[TASK TO CARRY OUT]
The listing should be returned in its entirety, exactly as given.

[MATERIAL FOR THE TASK]
Segment Open
PR #91, opened 2019-07-02
Don't use named Tuple for ScanResults.OutputFile

DaveTryon:
#### Describe the change
I came across an environment that provides only a partial implementation of .NET, and that implementation doesn't include the named Tuple struct. To enable the scan, I changed ScanResults.OutputFile from a Tuple to a struct? It's a struct (instead of a class) for compatibility with the named Tuple, which is a value type, not a reference type. We can certainly make it a class, but it's a potentially breaking change from the 0.2.0 interface, where ScanResults.OutputFile could never be null

### DIFF
--- a/src/Automation/Data/ScanResults.cs
+++ b/src/Automation/Data/ScanResults.cs
@@ -1,7 +1,5 @@
 ﻿// Copyright (c) Microsoft. All rights reserved.
 // Licensed under the MIT license. See LICENSE file in the project root for full license information.
-using Axe.Windows.Automation.Data;
-using System;
 using System.Collections.Generic;
 
 namespace Axe.Windows.Automation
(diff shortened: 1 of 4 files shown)


src/Automation/Data/ScanResults.cs
```diff
@@ -11,16 +12,16 @@ namespace Axe.Windows.Automation
     public class ScanResults
     {
         /// <summary>
-        /// A Tuple with paths to any output files written as a result of a scan.
-        /// Tuple members are A11yTest and Sarif (not implemented yet)
+        /// An OutputFile object containing paths to any output files written as
```
RobGallo: Could you include the <See> tag for symbols like OutputFile?

PR #96, opened 2019-07-09
Fix heading title case

RobGallo:
#### Describe the change

Microsoft documentation says to have headings use sentence case


docs/RulesOverview.md
```diff
@@ -1,4 +1,7 @@
-## Rules Overview
+<!-- Copyright (c) Microsoft Corporation. All rights reserved.
```
peterdur: Not changed by this PR, but noticed that at line 23 in this file, Inheritence should be spelled Inheritance

PR #97, opened 2019-07-10
Add release notes page to docs

RobGallo:
#### Describe the change

Add a release notes page which covers changes related to AxeWindows automation. Changes related to other parts of Axe.Windows have not been included.

### DIFF
--- a/docs/ReleaseNotes.md
+++ b/docs/ReleaseNotes.md
@@ -1,0 +1,9 @@
+<!-- Copyright (c) Microsoft Corporation. All rights reserved.
+     Licensed under the MIT License. -->
+
+## Release notes
+
+### 0.3.0
+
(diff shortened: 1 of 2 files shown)


docs/ReleaseNotes.md
```diff
@@ -0,0 +1,9 @@
+<!-- Copyright (c) Microsoft Corporation. All rights reserved.
+     Licensed under the MIT License. -->
+
+## Release notes
```
DaveTryon: Based on the readme, this is supposed to be "details about the latest release", but the initial formatting feels more like it will include the history of multiple releases. If we're trying to have per-version release notes, perhaps using the nuSpec file's releaseNotes (see [https://docs.microsoft.com/en-us/nuget/reference/nuspec#releasenotes](https://docs.microsoft.com/en-us/nuget/reference/nuspec#releasenotes)) to actually put this into the package is a cleaner option.

RobGallo:
This is not how we plan to do release notes.

Issue #27, opened 2019-05-13
[BUG] EditSupportsOnlyValuePattern should return an error


karanbirsingh:
[Migrated from ai-win](https://github.com/microsoft/accessibility-insights-windows/issues/287), see full detail there

> The UIA spec (https://docs.microsoft.com/en-us/windows/desktop/winauto/uiauto-supporteditcontroltype) requires every edit control to support at least the Text control pattern. The Value pattern is supplemental. This rule should return an error.

> As I understand it, the rule fires when an edit control supports the value pattern but does not support the text pattern. The documentation says ITextProvider is required, while IValueProvider depends. The only thing wrong with the rule is how the outcome is reported. I believe failure instances should be shown as errors instead of uncertain.

Sirisha-Kommushetty:
@RobGallo - Please comment and assign back to me

Sirisha-Kommushetty:
Please update the release notes for Axe.Windows to callout the rule changes for reference.

DaveTryon:
@karanbirsingh, can you please close this out? Thanks!

PR #103, opened 2019-07-11
Fix issue #27 - EditSupportsOnlyValuePattern should return an error

RobGallo:
#### Describe the change

- Update ControlShouldSupportTextPattern to always return an error for edit fields which do not support the text pattern based on the change to the Windows UIA documentation here: https://github.com/MicrosoftDocs/win32-pr/pull/123
- Remove rule EditSupportsOnlyValuePattern because it is no longer informative after the above change


src/Core/Enums/RuleId.cs
```diff
@@ -111,7 +113,7 @@ public enum RuleId
         ControlShouldNotSupportTablePattern,
         ControlShouldNotSupportTogglePattern,
         ControlShouldNotSupportValuePattern,
-        ControlShouldNotSupportWindowPattern,
+ControlShouldNotSupportWindowPattern,
```
DaveTryon: Indent changed (presumably unintentionally)
```suggestion
        ControlShouldNotSupportWindowPattern,
```

src/Core/Enums/RuleId.cs
```diff
@@ -129,7 +131,10 @@ public enum RuleId
 
         // Axe.Windows.Rules
         EditSupportsIncorrectRangeValuePattern,
+
+        [Obsolete("This rule has been depricated", true)]
```
DaveTryon: Typo
```suggestion
        [Obsolete("This rule has been deprecated", true)]
```

DaveTryon:
Do we want this for axe.windows 0.3.0?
Segment Closed
[SOLUTION TO THE EXERCISE]
PR #91, opened 2019-07-02
Don't use named Tuple for ScanResults.OutputFile

DaveTryon:
#### Describe the change
I came across an environment that provides only a partial implementation of .NET, and that implementation doesn't include the named Tuple struct. To enable the scan, I changed ScanResults.OutputFile from a Tuple to a struct? It's a struct (instead of a class) for compatibility with the named Tuple, which is a value type, not a reference type. We can certainly make it a class, but it's a potentially breaking change from the 0.2.0 interface, where ScanResults.OutputFile could never be null

### DIFF
--- a/src/Automation/Data/ScanResults.cs
+++ b/src/Automation/Data/ScanResults.cs
@@ -1,7 +1,5 @@
 ﻿// Copyright (c) Microsoft. All rights reserved.
 // Licensed under the MIT license. See LICENSE file in the project root for full license information.
-using Axe.Windows.Automation.Data;
-using System;
 using System.Collections.Generic;
 
 namespace Axe.Windows.Automation
(diff shortened: 1 of 4 files shown)


src/Automation/Data/ScanResults.cs
```diff
@@ -11,16 +12,16 @@ namespace Axe.Windows.Automation
     public class ScanResults
     {
         /// <summary>
-        /// A Tuple with paths to any output files written as a result of a scan.
-        /// Tuple members are A11yTest and Sarif (not implemented yet)
+        /// An OutputFile object containing paths to any output files written as
```
RobGallo: Could you include the <See> tag for symbols like OutputFile?

PR #96, opened 2019-07-09
Fix heading title case

RobGallo:
#### Describe the change

Microsoft documentation says to have headings use sentence case


docs/RulesOverview.md
```diff
@@ -1,4 +1,7 @@
-## Rules Overview
+<!-- Copyright (c) Microsoft Corporation. All rights reserved.
```
peterdur: Not changed by this PR, but noticed that at line 23 in this file, Inheritence should be spelled Inheritance

PR #97, opened 2019-07-10
Add release notes page to docs

RobGallo:
#### Describe the change

Add a release notes page which covers changes related to AxeWindows automation. Changes related to other parts of Axe.Windows have not been included.

### DIFF
--- a/docs/ReleaseNotes.md
+++ b/docs/ReleaseNotes.md
@@ -1,0 +1,9 @@
+<!-- Copyright (c) Microsoft Corporation. All rights reserved.
+     Licensed under the MIT License. -->
+
+## Release notes
+
+### 0.3.0
+
(diff shortened: 1 of 2 files shown)


docs/ReleaseNotes.md
```diff
@@ -0,0 +1,9 @@
+<!-- Copyright (c) Microsoft Corporation. All rights reserved.
+     Licensed under the MIT License. -->
+
+## Release notes
```
DaveTryon: Based on the readme, this is supposed to be "details about the latest release", but the initial formatting feels more like it will include the history of multiple releases. If we're trying to have per-version release notes, perhaps using the nuSpec file's releaseNotes (see [https://docs.microsoft.com/en-us/nuget/reference/nuspec#releasenotes](https://docs.microsoft.com/en-us/nuget/reference/nuspec#releasenotes)) to actually put this into the package is a cleaner option.

RobGallo:
This is not how we plan to do release notes.

Issue #27, opened 2019-05-13
[BUG] EditSupportsOnlyValuePattern should return an error


karanbirsingh:
[Migrated from ai-win](https://github.com/microsoft/accessibility-insights-windows/issues/287), see full detail there

> The UIA spec (https://docs.microsoft.com/en-us/windows/desktop/winauto/uiauto-supporteditcontroltype) requires every edit control to support at least the Text control pattern. The Value pattern is supplemental. This rule should return an error.

> As I understand it, the rule fires when an edit control supports the value pattern but does not support the text pattern. The documentation says ITextProvider is required, while IValueProvider depends. The only thing wrong with the rule is how the outcome is reported. I believe failure instances should be shown as errors instead of uncertain.

Sirisha-Kommushetty:
@RobGallo - Please comment and assign back to me

Sirisha-Kommushetty:
Please update the release notes for Axe.Windows to callout the rule changes for reference.

DaveTryon:
@karanbirsingh, can you please close this out? Thanks!

PR #103, opened 2019-07-11
Fix issue #27 - EditSupportsOnlyValuePattern should return an error

RobGallo:
#### Describe the change

- Update ControlShouldSupportTextPattern to always return an error for edit fields which do not support the text pattern based on the change to the Windows UIA documentation here: https://github.com/MicrosoftDocs/win32-pr/pull/123
- Remove rule EditSupportsOnlyValuePattern because it is no longer informative after the above change


src/Core/Enums/RuleId.cs
```diff
@@ -111,7 +113,7 @@ public enum RuleId
         ControlShouldNotSupportTablePattern,
         ControlShouldNotSupportTogglePattern,
         ControlShouldNotSupportValuePattern,
-        ControlShouldNotSupportWindowPattern,
+ControlShouldNotSupportWindowPattern,
```
DaveTryon: Indent changed (presumably unintentionally)
```suggestion
        ControlShouldNotSupportWindowPattern,
```

src/Core/Enums/RuleId.cs
```diff
@@ -129,7 +131,10 @@ public enum RuleId
 
         // Axe.Windows.Rules
         EditSupportsIncorrectRangeValuePattern,
+
+        [Obsolete("This rule has been depricated", true)]
```
DaveTryon: Typo
```suggestion
        [Obsolete("This rule has been deprecated", true)]
```

DaveTryon:
Do we want this for axe.windows 0.3.0?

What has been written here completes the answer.